揺るぎない数少ない事実に、心は縋りたがる。
「イグニス、」
目を閉じていると人間と区別のつかない、鎖骨のなめらかな感触に額をつけ。
「はい、万理」
髪に指を通して撫でられ、胸に頬を擦りつける。
「イグニス……」
「はい、万理。――万理」
両手で頭を抱いて髪にくちづけられ、身を起こしてその唇を奪った。
舌を絡め合う間も惜しく、互いに全身をまさぐり合い、濡れた舌と乾いた舌をそこら中に這わせまくる。
かすかに漂う消毒剤の匂いを塗りつぶすよう、耳の下から首筋へ、胸へと舐め回し。
交替のように身体をずらされ、肌に触れるのはぬるい掌や指の感触と、乾いてなめらかな、シルクやベルベットを思わせる柔らかい舌。

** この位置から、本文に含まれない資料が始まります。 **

Issue #2170, opened 2019-07-10
Export of dive profile images (PNG) problem when exporting multiple dives


h3llra1ser:
### Describe the issue:

- [X] Bug
- [ ] Change request
- [ ] New feature request
- [ ] Discussion request

### Issue long description:

When you export profile images of multiple dives all profile images have the same Y axis and also wrong scale and ticks of the X axis.
It seems that the grid gets initialized only for the first exported dive (which equals to the profile shown in subsurface) - but the other profiles dont match the axis ticks.
However, the profile grap itself is drawn correct if you ignore X and Y axis in the image :)

### Operating system:

Win7 and Linux - both behave the same

### Subsurface version:

V 4.8.6 official

### Steps to reproduce:

Export more than one dive profile image at once using the menu File / Export / Dive profile

I noticed the same problem when you run TeX export - those profile images are created the same wrong way!

### Current behavior:

X and Y axis correct for the first exported dive, all others have the same axis set which is wrong:

### Expected behavior:

The X and Y axis should be reinitialized for each PNG export in the same loop

atdotde:
I cannot confirm this with the current development version. Could you please try it with a binary from https://github.com/Subsurface-divelog/subsurface/releases/tag/continuous

atdotde:
Checking again, it seems for me, only the y axis is concerned.

h3llra1ser:
Tested again with
Subsurface-4.8.4-679-g9eb860d45d65-x86_64.AppImage

same here....
Yes, as i wrote, its only the axis labels and ticks which are wrong

atdotde:
This is weird. Somehow the profileYAxis is not recomputed. Could not figure out why. Have to run.

bstoeger:
Try setting the "animation speed" in the preferences to 0 (i.e. no animations). I have a feeling that the image is written before the animation has finished.

To me it seems fundamentally flawed that the profile widget of the main window is reused.

bstoeger:
I'm not sure that my analysis is correct. If it is, it is hopefully fixed by #2171, so please check that out.

h3llra1ser:
Tested again with a set of 50 dives.
Disabling animations (set speed to 0) fixes this issue!

bstoeger:
Thanks - hopefully #2171 fixes the issue even without disabling animations.

atdotde:
It does

PR #2171, opened 2019-07-10
Profile: disable animations on export

bstoeger:

- [x] Bug fix
- [ ] Functional change
- [ ] New feature
- [x] Code cleanup
- [ ] Build system change
- [ ] Documentation change
- [ ] Language translation

This is my attempt at fixing #2170. It seems to have worked in my tests, but testing was very light. More testing needed.
### Changes made:

1) Store animation speed in profile object
2) Disable animations on export

### Related issues:

#2170
### Release note:

Done.
### Documentation change:

No.
### Mentions:

@atdotde

### DIFF
--- a/profile-widget/divepixmapitem.cpp
+++ b/profile-widget/divepixmapitem.cpp
@@ -4,6 +4,7 @@
 #include "qt-models/divepicturemodel.h"
 #include "core/pref.h"
 #include "core/qthelper.h"
+#include "core/settings/qPrefDisplay.h"
 #ifndef SUBSURFACE_MOBILE
 #include "desktop-widgets/preferences/preferencesdialog.h"
 #endif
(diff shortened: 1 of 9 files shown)


atdotde:
On the phone, haven’t tried this patch. But I had the same suspicion about animations, so I inserted  1 sec of sleep between dives. This did not help.

bstoeger:
> But I had the same suspicion about animations, so I inserted 1 sec of sleep between dives.

What kind of sleep did you use? I think you have to make sure that Qt's main loop runs. So a simple libc `sleep()` will probably not do it...

profile-widget/divepixmapitem.cpp
```diff
@@ -108,9 +109,9 @@ void DivePictureItem::setFileUrl(const QString &s)
 
 void DivePictureItem::hoverLeaveEvent(QGraphicsSceneHoverEvent*)
 {
-	Animations::scaleTo(this, 0.2);
+	Animations::scaleTo(this, 0.2, qPrefDisplay::animation_speed());
```
atdotde: I think you got the order of arguments wrong (at least I get a compiler warning), should be: this, speed, 0.2

atdotde (changes requested):
I can confirm this fixes the issue.

atdotde:
I used QThread::mssleep(1000) and did not check it runs the event loop. It seems it doesn't.

profile-widget/divepixmapitem.cpp
bstoeger: Ooops. Good catch, thanks! Will fix later.

bstoeger: Should be fixed now.

atdotde (approved):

熱を帯びた肌は敏感で、触れられるたび息が上がるのに、大人しく組み敷かれている彼はそうではないと知っている。
「はっ、」
ツルリと乳首を舐められて、背が反る。
身が浮いた隙をつくように脇を支えられ、促されて四つん這いにシーツの上を這い上がった。
腹の下に潜ってしまった顔を、背を丸めるようにして探す。
しずくを垂らすという量ではない、ボトルを絞って潤滑ゼリーを口に含むのを目にすれば、ゾワと首の裏が鳥肌立ち。

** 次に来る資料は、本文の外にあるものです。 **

PR #2175, opened 2019-07-12
Android: fix BT/BLE dowload for arm64 by upgrading Qt, OpenSSL

janmulder:

- [x] Bug fix
- [ ] Functional change
- [ ] New feature
- [ ] Code cleanup
- [x] Build system change
- [ ] Documentation change
- [ ] Language translation

This set of commits upgrades the Qt version for Android build to 5.12.4. All the remaining work can be considered fallout.

The Travis build will fail, as this PR does not upgrade Travis and Docker work needed. 

Notice that the generated apks show up in a slightly different place (1 directory deeper, making distinction in debug ans release builds).

### Changes made:
See commits

### Related issues:
No official open issue, but this fixes BT/BLE download on arm64 builds. Which is required by Google soon.

### Additional information:
Travis/Docker work to be done (@dirkhh)

### Release note:
No

### DIFF
--- a/android-mobile/build.gradle
+++ b/android-mobile/build.gradle
@@ -7,10 +7,11 @@ buildscript {
     repositories {
         jcenter()
         maven { url "https://dl.bintray.com/android/android-tools/" }
+	google()
     }
 
     dependencies {
-        classpath 'com.android.tools.build:gradle:2.3.3'
+        classpath 'com.android.tools.build:gradle:3.2.1'
     }
 }
 
@@ -18,6 +19,7 @@ allprojects {
     repositories {
         jcenter()
         maven { url "https://dl.bintray.com/android/android-tools/" }
+	google()
     }
 }
 
--- a/packaging/android/build.sh
+++ b/packaging/android/build.sh
@@ -242,22 +242,29 @@ if [ "$QUICK" = "" ] ; then
 		mkdir -p openssl-build-"$ARCH"
 		cp -r openssl/* openssl-build-"$ARCH"
 		pushd openssl-build-"$ARCH"
-		perl -pi -e 's/install: all install_docs install_sw/install: install_docs install_sw/g' Makefile.org
 		perl -pi -e 's/-mandroid//g' Configure
+		export ANDROID_NDK_HOME=$ANDROID_NDK_ROOT
 		# Use env to make all these temporary, so they don't pollute later builds.
-		env SYSTEM=android \
-			CROSS_COMPILE=${BUILDCHAIN}- \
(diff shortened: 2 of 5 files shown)


janmulder:
Interestingly, the build fails in a different way as I expected. `libgit2` compiles (ok, with a million of warnings, but its always like that). And a bit later the log says `Checking for module 'libgit2'  Package 'openssl', required by 'libgit2', not found. `

But, long before that, `libzip` is successfully compiled and logging:  `Found OpenSSL: /android/ndk-arm/sysroot/usr/lib/libcrypto.so (found version "1.1.1c")  `

Hmm. Strange.

janmulder:
Ok, first build error was fixed by the force pushed change ...

But know we have a new one at the very end generating the apk: `Unable to find toolchain: /android/subsurface/../android-ndk-r18b/toolchains/x86-64-4.9/prebuilt`. A very subtle one, as on my own build that directory has a slightly different name. The `x86-64-4.9` from Travis reads `x86_64-4.9` on my filesystem (watch the dash vs. underscore).

dirkhh:
I can look at that today. Those usually aren't too hard to fix
-- 
From my phone

dirkhh:
It appears that it is looking for part of the toolchain that I manually remove because in the past we didn't need it.
Let me create a Qt 5.12.4 based build container which contains those missing pieces (I'm on the road, I need to do that at home where I have two orders of magnitude faster internet... I hope I'll get to it today)

janmulder:
Curious to see what you come up with :-) 

Comparing a locally running docker container, I see that `android-ndk/android-ndk-r18b/toolchains/x86-4.9` is missing, but that is not what the compile error suggests.

But a new container is useful anyway due to the new Qt version.

janmulder:
Superseded by #2182. Close this PR.

dirkhh:
Here's what bothers me. The Travis log is for 4.8.4.702
Yet when I pull that exact branch at home it's 4.8.4.687
What extra 15 commits is Travis building? Am I just confusing myself?

janmulder:
I never looked into much detail to the output of `git describe ` command, but I agree that this seems strange. When is even more strange is that full output of the describe is: v4.8.4-702-g90caa4219, and that the abbreviated SHA is not a commit in our repo.

But, I think we are confusing ourselves here. Linus can probably explain what is likely going on here :smile:

dirkhh:
OK, poking at this some more it makes sense. Travis merges the branch on top of master before building it. That should make no difference whatsoever - but I'll rebase my local branch and push that so that we are really building the same thing on both ends.

PR #2183, opened 2019-07-14
Misc fixes for loading/saving

torvalds:

- [x] Bug fix
- [ ] Functional change
- [ ] New feature
- [ ] Code cleanup
- [ ] Build system change
- [ ] Documentation change
- [ ] Language translation

This fixes two bugs:

 - avoid a crash when saving invalid cylinder usage information

 - save RBT data properly in the XML format

The RBT data fix came from me testing the "load then save" fix, and noticing that the RBT in the save didn't match the RBT in the load.

Of course, because we mis-saved the RBT data originally, it now means that every old file has bogus RBT data that we will mis-load, but at least going forward we should be ok. And the RBT problem really only happens when RBT goes down to zero, which it obviously newer should - you'd be a bad diver if your dive computer reports RBT as zero.

What can I say? "Palau" and "there were still things to see".

### DIFF
--- a/core/dive.c
+++ b/core/dive.c
@@ -23,7 +23,7 @@
  * here */
 struct dive displayed_dive;
 
-const char *cylinderuse_text[] = {
+const char *cylinderuse_text[NUM_GAS_USE] = {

尻を抱き寄せられ、期待に目を伏せながら、ゼリーの沼にチンコを押し込まされる。
「は、ァ……冷て、」
脈打つのが伝わるほどだった勃起は、その感触に少し縮むが。
「ァ、ああ、ハ……」
動きというよりは振動に近いような細やかさで舌先を使っていじられ、濡れてうごめく口の中に弄ばれて、腰の裏がしびれる。
「は、あァ、……ん、」
抱き寄せるようにして促されれば、それをやめて欲しくなくて、されるがままにイグニスの上から退いてベッドに転がった。
「あっ、ン、はア」
絞り上げてはゆるめて焦らされ、こぼす恍惚の息が、濡れた指で乳首をつままれ乱れる。
「ぁっ」
ひどく慎重に、尻の穴にじっくりと指を挿し込まれ、みっともなく喘ぎながら、けれど腹の内では少し面白がる。